Brasil
Esforços do Ministério da Saúde mantém o Brasil livre do sarampo, com reconhecimento da OPAS/OMS
O Brasil continua livre da circulação endêmica do vírus do sarampo. A Comissão Regional de Monitoramento da Organização Pan‑Americana da Saúde (OPAS/OMS), reconheceu as ações do Ministério da Saúde que mantêm o certificado de eliminação da doença no país, resultado do avanço da vacinação e da resposta rápida aos casos importados. O reconhecimento ocorre em um cenário de alerta, no qual as Américas perderam o status de região livre do vírus, conforme decisão anunciada nesta segunda-feira (10).

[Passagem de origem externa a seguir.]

PR #672, opened 2017-12-28
Prevent libigl from overwriting previously existing boost options 

metorm:
A problem happens when the project imports boost before libigl and the main project requires more boost module than libigle.

In this case, libigl would overwrite the previously existing boost options, then the main project won't be able to link to its unique boost module.


jdumas:
We should probably use imported targets instead of `${Boost_LIBRARIES}` anyway. It would be a better approach.

metorm:
Anyway, this is better than unconditionally import boost again.
Does boot::target requires higher boost or cmake version?

jdumas:
It depends. Higher versions of Boost require higher versions of CMake (since the `FindBoost.cmake` is provided by CMake itself). But imported targets for Boost components have been available since CMake 3.1 if not earlier. In general, in your project it is best to use the variables `${Boost_LIBRARIES}` and `${Boost_INCLUDE_DIRS}` immediately after calling the `find_package(Boost)`, for this very reason that the variables can be overwritten by other components (this is why [modern CMake scripts](https://www.youtube.com/watch?v=bsXLMQ6WgIk) shouldn't even use variables at all, but rely on targets instead).

metorm:
Using the variables immediately after calling `find_package(Boost)` is a choice, but the route is not practical when your project is composed by several sub directories and each of the sub directories having a `CMakeLists.txt`.

jdumas:
Which is why you should use targets instead of variables. CMake's approach to dealing with variables is very brittle and doesn't scale well on a large project (this PR is an example of that).

jdumas:
I've thought about this PR again, and I don't think it should be merged.

It is expected that multiple calls to `find_package(Boost)` overrides the variables created by previous calls to the same `FindBoost.cmake`. Thus, any usage of the variables it defines should be localized around the relevant call to `find_package(Boost)`. It is up the user to use those variables before including `libigl`. Relying on those variables still being correctly defined later on in a large project is bad design and should be avoided.

You have several options to keep the CMake scripts of your large project concise: either use the imported targets defined by `find_package(Boost)` (which are not overridden by subsequent calls), or define your own interface target and use it to carry the dependencies you need to the desired subfolders.

E.g. in your root `CMakeLists.txt`:

```cmake
find_package(Boost 1.48 REQUIRED ...)
add_library(my_deps INTERFACE)
target_include_directories(my_deps INTERFACE ${Boost_INCLUDE_DIRS})
target_link_libraries(my_deps INTERFACE ${Boost_LIBRARIES})
```

And later on, in your subfolders, simply use:
```cmake
target_link_libraries(my_project PUBLIC my_deps) # will pull boost with it
```

metorm:
OK, I'll try your method ...

metorm:
@jdumas Imported targets is not working as expected, may it is also overwritten by libigl?
Any way, the  following way is proven to work well:

```
find_package(Boost 1.60 REQUIRED COMPONENTS date_time system filesystem thread chrono program_options)
if (Boost_FOUND)
    include_directories(${Boost_INCLUDE_DIRS})
    set(Boost_LIBS_FOR_PROJECT_EXE ${Boost_LIBRARIES})
else ()
    set(BOOST_ROOT "" CACHE PATH "Path to Boost root directory.")
endif ()

...

TARGET_LINK_LIBRARIES(MyEXE ${Boost_LIBS_FOR_PROJECT_EXE})

```

jdumas:
Imported targets can be problematic if your version of CMake and Boost are out of sync. This is Boost's fault for not supporting CMake, so the guys behind CMake are doing their best to patch it around...

Also, you should really not be using `include_directories()` nor variables in a modern CMake project anymore. Please watch [this video](https://www.youtube.com/watch?v=bsXLMQ6WgIk) that explains why.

Aproximadamente 95% dos casos registrados nas Américas estão concentrados no Canadá, México e Estados Unidos. “A vacinação é a principal forma de prevenção contra o sarampo. No Brasil, acreditamos na ciência e, por isso, a vacina está disponível gratuitamente para toda a população de 12 meses a 59 anos. Estamos empenhados em evitar a reintrodução do vírus no país. Além das ações de vigilância, o Ministério da Saúde tem garantido o abastecimento de imunizantes em todos os estados”, afirmou o ministro da Saúde, Alexandre Padilha.
Segundo a Comissão Regional de Monitoramento, o Brasil se destaca pela intensificação da vigilância epidemiológica diante dos casos importados, quando a infecção ocorre fora do país, e pelo aumento da cobertura vacinal. Em 2024, o país alcançou 95,80% de cobertura para a primeira dose da tríplice viral e 80,43% para a segunda. A tendência de crescimento se mantém em 2025, com dados preliminares apontando cobertura de 91,51% (1ª dose) e 75,53% (2ª dose).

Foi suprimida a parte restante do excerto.